Wheat was the main remaining field crop that had not been genetically sequenced by scientists, and the breakthrough spurred ideas that yields may increase and more nutritious wheat will be bred as a result.
Olin Anderson and Yong Gu, scientists with USDA's Agricultural Research Service (ARS) based at the agency's Western Regional Research Center in Albany, California, U.S., played instrumental roles in the sequencing effort, along with Naxin Huo, a post-doctoral researcher working in Gu's laboratory.
“By unlocking the genetic secrets of wheat, this study and others like it give us the molecular tools necessary to improve wheat traits and allow our farmers to produce yields sufficient to feed growing populations in the United States and overseas,” said Catherine Woteki, USDA’s chief scientist and Undersecretary for research, education and economics. “Genetics provides us with important methods that not only increase yields but also address the ever-changing threats agriculture faces from natural pests, crop diseases and changing climates.”
Wheat is grown on more land than any other commercial crop and is the world’s most important staple food.
“It’s improvement has vast implications for global food security,” the USDA said. “The study represents the most detailed examination to date of the DNA that makes up the wheat genome, a crop domesticated thousands of years ago.
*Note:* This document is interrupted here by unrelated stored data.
Issue #42, opened 2019-05-10
Update to use modern CMake practices


mosra:
I'll tackle this once I'm done with current priority tasks. Things to do:

- [ ] replace `include_directories()` with `target_include_directories()`, preferring `PRIVATE` where possible; if a dependency provides a CMake target use that instead
- [ ] remove use of `file(GLOB)`, list sources explicitly (makes the build more predictable without things getting broken when there are untracked files in the working copy)
- [ ] convert `if(${FOO})` to just `if(FOO)`
- [ ] look into TODOs with [CMAKE_CXX_VISIBILITY_PRESET](https://github.com/facebookresearch/habitat-sim/blob/e7d115f034020ae7b91b2d1566ec787fe188580f/src/CMakeLists.txt#L37)

Skylion007:
@mosra Can this be closed?

mosra:
Why? There's still a few good-to-have items from the list that are not done yet. Feel free to tackle those, if you have time.

aclegg3:
@mosra any more updates here?

mosra:
Hmm. Do we have any other place to list such low-priority tech debt TODOs? In my case (with Magnum repos) I have a bunch of such long-lived "aggregate issues" full of checkboxes that act more as a reminder of what needs to be *eventually* solved, and I opened this one with a similar intent. 

But if the aim here is to only have an issue open if it's likely to be resolved soon, feel free to close.

aclegg3:
I'll leave this open for now until we establish such a list and then we can migrate the remainder there.

PR #174, opened 2019-08-27
Lots of warnings and all warnings as errors for esp code

msbaines:
## Motivation and Context

Catch more bugs at compile-time.

## How Has This Been Tested

Build.

## Types of changes

## Checklist

### DIFF
--- a/src/esp/CMakeLists.txt
+++ b/src/esp/CMakeLists.txt
@@ -1,0 +1,30 @@
+# Copyright (c) Facebook, Inc. and its affiliates.
+# This source code is licensed under the MIT license found in the
+# LICENSE file in the root directory of this source tree.
+
+# https://embeddedartistry.com/blog/2017/3/7/clang-weverything
+# TODO(msb) enable CORRADE_USE_PEDANTIC
+# set_directory_properties(PROPERTIES CORRADE_USE_PEDANTIC_FLAGS ON)
+
+option(BUILD_WARNINGS_AS_ERRORS "Build with warnings as errors" OFF)
+if (BUILD_WARNINGS_AS_ERRORS)
+  if (MSVC)
+    add_compile_options(/WX)
+  else()
+    # TODO(msb) remove -Wall once we enable CORRADE_USE_PEDANTIC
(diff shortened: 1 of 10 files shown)


src/esp/CMakeLists.txt
```diff
@@ -0,0 +1,20 @@
+# Copyright (c) Facebook, Inc. and its affiliates.
+# This source code is licensed under the MIT license found in the
+# LICENSE file in the root directory of this source tree.
+
+# https://embeddedartistry.com/blog/2017/3/7/clang-weverything
+# lots of warnings and all warnings as errors
+# TODO(msb) turn on -Wextra
+add_compile_options(-Wall -Werror)
```
mosra: Please don't :) `-Werror` breaks as soon as a new version of a compiler decides to throw warnings for something that didn't warn before. Or older compilers tend to warn on something that is treated as a standard practice in later versions and is just too annoying in the long run. We should still strive for a zero-warning build, but without suffering too much :)

This is also Clang- ang GCC-specific and since we'll have a MSVC build soon (#84 and mosra/magnum-bindings#2), let's not make the porting harder for no reason ;) What I suggested elsewhere and have in TODOs in #42 is `CORRADE_USE_PEDANTIC_FLAGS` -- it contains a broad set of useful warnings, works on MSVC as well (and also disables ones that are just noise). It can be used like this:

```cmake
set_directory_properties(PROPERTIES CORRADE_USE_PEDANTIC_FLAGS ON)
```

Oh -- this got already used on a few places since #91, so if you can, search for `CORRADE_USE_PEDANTIC_FLAGS`
and remove the other occurences, as they would be redundant now :) Also it enables `-Wextra`, so it might bring you a bit more work.

mosra: Sure, just saw the commit -- why not go all the way and enable `CORRADE_USE_PEDANTIC_FLAGS`, then? Did it result it many more complaints? :)

mosra: OK, makes sense :+1: I was under a false assumption that it got in a pretty good shape already :)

The wheat genome is five times the size of the human genome, giving it a complexity that makes it difficult to study. The researchers used the whole genome shotgun sequencing approach, which essentially breaks up the genome into smaller, more workable segments for analysis and then pieces them together.”
The USDA has conducted similar genomic studies on other crops such as tomatoes, corn and soybeans.
Another international team of scientists is working on a long-term project expected to result in more detailed sequencing results of the wheat genome in the years ahead. But the published results shed light on wheat's DNA in a way that will help breeders develop hardier varieties by linking genes to key traits, such as disease resistance and drought tolerance.
Wheat evolved from three ancient grasses, and the ARS team, working closely with partners at University of California, Davis, sequenced the genome of one of those three parents, Aegilops tauschii. That sequencing, funded in part by the National Science Foundation, was instrumental in the study. It allowed researchers to identify the origins of many of the genes found in modern-day wheat, a key step in linking genes to traits and developing markers for use in breeding new varieties.